*** Block opens ***

PR #274, opened 2024-03-27
Save local state in `sessionStorage` or shared state

ghengeveld:
When switching to a docs page, addons don't render and thus the VTA addon is destroyed, losing all internal React state. By synchronizing local state with sessionStorage, this problem is circumvented.

<details>
  <summary>📦 Published PR as canary version: <code>1.3.0--canary.274.0843e22.0</code></summary>
  <br />

  ```bash
  npm install @chromatic-com/storybook@1.3.0--canary.274.0843e22.0
  # or 
  yarn add @chromatic-com/storybook@1.3.0--canary.274.0843e22.0
  ```
</details>


src/utils/useSessionState.ts
```diff
@@ -0,0 +1,79 @@
...
+    timeoutId = window.setTimeout(() => {
+      callback(...args); // Trailing edge call
+      timeoutId = 0;
+    }, wait);
+  };
+  debounced.cancel = cancel;
+  return debounced;
+};
+
+export function useSessionState<S>(
```
valentinpalkovic, line 24: This hook stores values into the sessionStorage AND has a local state in line 28 to preserve the current value. The problem with this approach is that if we have two components, which both use, let's say, `useSessionState('a,' initialState), and one of the components update the session state, the other one will not be notified since there aren't any session storage listeners in place. Indeed, my recommendation would be not to reinvent the wheel but to rely on existing solutions like `https://github.com/juliencrn/usehooks-ts/blob/master/packages/usehooks-ts/src/useSessionStorage/useSessionStorage.ts`

ghengeveld: Yeah, we should use `useSharedState` for that. I agree though that it's a footgun.
Generally I'm not keen on adding extra dependencies if I can avoid it. I'll take a look at this one though.

src/utils/useSessionState.ts
```diff
@@ -0,0 +1,105 @@
+import { Dispatch, SetStateAction, useCallback, useEffect, useMemo, useRef, useState } from "react";
```
valentinpalkovic, line 1: We should try to write automated tests were appropriate. I think a util function like this is pretty straightforward to test.

ghengeveld: Done

PR #300, opened 2024-05-08
Show message when snapshotting is disabled for story

ghengeveld:
Snapshots may be disabled using the `disable`, `disableSnapshot` or `docsOnly` parameter. If this happens, we now show a message explaining how to enable visual tests:

Screenshot 2024-05-08 at 12 43 45


JReinhold (approved):
Nice!!

PR #303, opened 2024-05-10
Poll for API connection and show notification when it fails

ghengeveld:
Runs a (server-side) GraphQL query every 5 seconds to check whether it's connected. If not, it prevents starting a new build:

Screenshot 2024-05-10 at 16 37 15

And shows a warning screen in the addon panel:

Screenshot 2024-05-13 at 14 16 01

These automatically go away when the connection is restored (delayed up to 5 seconds as it polls).

When the automatic retry is aborted after 10 attempts (~50 seconds), the user is prompted to retry manually:

Screenshot 2024-05-13 at 14 16 33

This way we don't just keep trying indefinitely when there is no internet connection.

<details>
  <summary>📦 Published PR as canary version: <code>1.4.0--canary.303.3053a3b.0</code></summary>
  <br />

  ```bash
  npm install @chromatic-com/storybook@1.4.0--canary.303.3053a3b.0
  # or 
  yarn add @chromatic-com/storybook@1.4.0--canary.303.3053a3b.0
  ```
</details>

### DIFF
--- a/src/Panel.tsx
+++ b/src/Panel.tsx
@@ -115,7 +115,7 @@ export const Panel = ({ active, api }: PanelProps) => {
   }
 
   if (apiInfo?.connected === false) {
-    return withProviders(<NoNetwork />);
+    return withProviders(<NoNetwork aborted={apiInfo.aborted} />);
   }
 
   // Render the Authentication flow if the user is not signed in.
--- a/src/Panel.tsx
+++ b/src/Panel.tsx
@@ -6,6 +6,7 @@ import { AuthProvider } from "./AuthContext";
 import { Spinner } from "./components/design-system";
 import {
   ADDON_ID,
+  API_INFO,
   GIT_INFO,
   GIT_INFO_ERROR,
   IS_OUTDATED,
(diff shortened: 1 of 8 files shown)


JReinhold:
Does this mean that SB will poll Chromatic every fifth second just by being open, regardless of if the addon is in active use or not?
And by active use I mean the addon's panel is in focus, or the user is waiting for VRT to finish, or similar.

I don't think that's the right trade-off:

1.  it's going to look super annoying in the DevTools Network panel
2. A notification will open whenever I loose connection to Chromatic, even if I'm not remotely working on that part of my Storybook. As a user I'd find that pretty annoying.
3. Paranoid users are going to hate this and call this idle tracking

Can't we just poll for network connection when the addon is actually in use? Like when the user is downloading diffs or waiting for results to finish?

ghengeveld:
@JReinhold I understand your concern and I think it makes sense to disable it when the addon hasn’t been interacted with for a while. But I’ll also address your specific concerns:

1. This request is server-side, so it won’t pollute the browser network logs. 
2. It’s pretty unlikely to not be able to connect to the API. It should probably only warn after 2 failed attempts though. 
3. Tracking seems a bit overblown since there’s not really any data being sent. Nevertheless I could be swayed to use a different/substitute internet connection check such as [is-online](https://www.npmjs.com/package/is-online). I do have plans to poll for some actual useful data (project config) as well though.

JReinhold:
Ah okay, sorry for my ignorance, that makes more sense when it's server side.

Then I'm fine with most of this actually, except I agree that the notification should be removed.

I understand that "polling when addon is in use" is then more complex, given you'd need to send "is panel open" data over the channel which might not be worth it.

PR #305, opened 2024-05-13
Allow interacting with Storybook UI through the Joyride overlay

ghengeveld:
The Joyride (guided tour) overlay normally prevents the user from interacting with the underlying page. However, it's possible for the "spotlight" area (which can be interacted with) to be positioned outside the viewport. When this happens it's impossible to continue or skip the tour since the entire screen is locked. By disabling user events on the overlay, it becomes possible to interact with the content below, including scrolling the sidebar. This is the simplest fix and while it's a little weird to be able to use Storybook with an overlay on top, I think that's a reasonable tradeoff.

https://github.com/chromaui/addon-visual-tests/assets/321738/d2153924-2ba7-40d9-803d-a053eb6f0308

It's a little weird that the overlay removes itself while scrolling, unfortunately I didn't find a way to prevent that.

### DIFF
--- a/src/screens/GuidedTour/GuidedTour.tsx
+++ b/src/screens/GuidedTour/GuidedTour.tsx
@@ -278,6 +278,7 @@ export const GuidedTour = ({
           overlay: {
             mixBlendMode: "unset",
             backgroundColor: "none",
+            pointerEvents: "none",
           },
           spotlight: {
             backgroundColor: "none",


valentinpalkovic:
Can you give some context in which particular scenarios the user must interact with the page? As I understood, it is just about scrolling to the spotlight area. Should we do this automatically instead? I am concerned that allowing to navigate on the page by the user will introduce more uncommon behavior. I would really love to prevent this and figure out a way for spotlights to always be in the viewport.

ghengeveld:
Closing in favor of #307

PR #309, opened 2024-05-16
Show spinner while snapshot image is loading

ghengeveld:
- Show a spinner while the snapshot image (latest/baseline, whichever is active) is loading.
- Prevent showing the diff/focus overlay image while the snapshot is loading.
- Show a spinner while the overlay image (diff/focus) is loading, on top of the snapshot image.

https://github.com/chromaui/addon-visual-tests/assets/321738/966a6f18-0bcf-4208-8bdb-f56dd4941ae3

<details>
  <summary>📦 Published PR as canary version: <code>1.5.0--canary.309.7b89f8d.0</code></summary>
  <br />

  ```bash
  npm install @chromatic-com/storybook@1.5.0--canary.309.7b89f8d.0
  # or 
  yarn add @chromatic-com/storybook@1.5.0--canary.309.7b89f8d.0
  ```
</details>


MichaelArestad:
Nice! I think the spinner is great.
1. Can you keep the spinner in place until all of the images are loaded? I'm not sure the pulsing image conveys it's not ready yet.
2. Can the spinner be vertically centered?

ghengeveld:
> Can you keep the spinner in place until all of the images are loaded? I'm not sure the pulsing image conveys it's not ready yet.

I could, but then we're not showing the user something useful while we could be. It's a micro optimization but I prefer that over showing the spinner for longer. In the Chromatic webapp we currently preload the snapshot image but we don't preload the overlay images, which inspired this behavior.

> Can the spinner be vertically centered?

It is, but the snapshot in the demo is < 100px tall and I've given the container a min-height: 100px, so it's actually getting vertically centered relative to that. Without the min-height the spinner could render flush to the top edge or even get clipped, which would be weird.

MichaelArestad:
> I could, but then we're not showing the user something useful while we could be. It's a micro optimization but I prefer that over showing the spinner for longer. In the Chromatic webapp we currently preload the snapshot image but we don't preload the overlay images, which inspired this behavior.

@ghengeveld In that case, I would recommend keep current behavior, but without the pulsing image.

> It is, but the snapshot in the demo is < 100px tall and I've given the container a min-height: 100px, so it's actually getting vertically centered relative to that. Without the min-height the spinner could render flush to the top edge or even get clipped, which would be weird.

Perfect!

ghengeveld:
@MichaelArestad Without the pulsating effect, there is no way to know the overlay image is still loading, which may lead people to incorrectly assume there are no visual changes.

An alternative effect I originally envisioned is a [linear indeterminate progress bar](https://m2.material.io/components/progress-indicators) either above or below the image. Do you think that would be more appropriate?

src/components/SnapshotImage.tsx
```diff
@@ -106,47 +141,87 @@ export const SnapshotImage = ({
...
+  const snapshotImageLoaded = baselineImageVisible ? baselineImageLoaded : latestImageLoaded;
+
+  let overlayImageLoaded = true;
+  if (showDiff && showFocus) {
+    overlayImageLoaded = comparisonImageLoaded && focusImageLoaded;
+  } else if (showDiff) {
+    overlayImageLoaded = comparisonImageLoaded;
+  } else if (showFocus) {
+    overlayImageLoaded = focusImageLoaded;
+  }
```
valentinpalkovic, line 157: I would prefer to use a `useMemo` or a simple `getOverlayImageLoaded` function here instead, which makes the code more readable and interrelated.

src/components/SnapshotImage.tsx
```diff
@@ -106,47 +141,87 @@ export const SnapshotImage = ({
...
-          src={latestImage.imageUrl}
+        <div
           style={{
-            display: baselineImageVisible ? "none" : "block",
+            position: baselineImageVisible ? "absolute" : "static",
+            visibility: baselineImageVisible ? "hidden" : "visible",
+            aspectRatio: `${latestImage.imageWidth} / ${latestImage.imageHeight}`,
+            width: latestImage.imageWidth,
+            maxWidth: "100%",
+            minHeight: 100,
```
valentinpalkovic, line 170: I prefer to reduce the JSX syntax to a minimum and outsource these inline stylings into a dedicated styled component so that the return part of this component is readable.

valentinpalkovic (approved):

PR #313, opened 2024-05-28
Add stories for `TooltipMenu` component

### LINKED ISSUE #240: TooltipMenu: create story for this component
From AP-4240

The TooltipMenu exists in code but there's no story for it which makes it tough for other developers to find or work on. 

Use case: I wanted to reuse TooltipMenu in another place but didn't see a story for it, which means I need to dig deeper into the 4 places it's reused to understand the API.

ghengeveld:
Fixes #240


thafryer (approved):
Looks Good!

PR #540, opened 2018-01-02
Ensure offline ApiPort loads report writers

chlowell:
ApiPort.Offline currently doesn't load report writers (and thus doesn't write reports) because `DependencyBuilder.TryLoadReportWriters` is never called.


src/ApiPort/DependencyBuilder.Offline.cs
```diff
@@ -15,6 +15,7 @@ internal static partial class DependencyBuilder
         static partial void RegisterOfflineModule(ContainerBuilder builder)
         {
             builder.RegisterModule(new OfflineDataModule(DefaultOutputFormatInstanceName));
+            TryLoadReportWriters(builder);
         }
 
         private static void TryLoadReportWriters(ContainerBuilder builder)
```
twsouthwick: The pattern of "Try..." usually returns a Boolean. As part of this change, can you remove that prefix since it doesn't return any status?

*** Block closes ***

[Exercise directions]
Tell how many lines in the records above carry the word "annoying". Only the number should appear in the reply.

[Result of this task]
2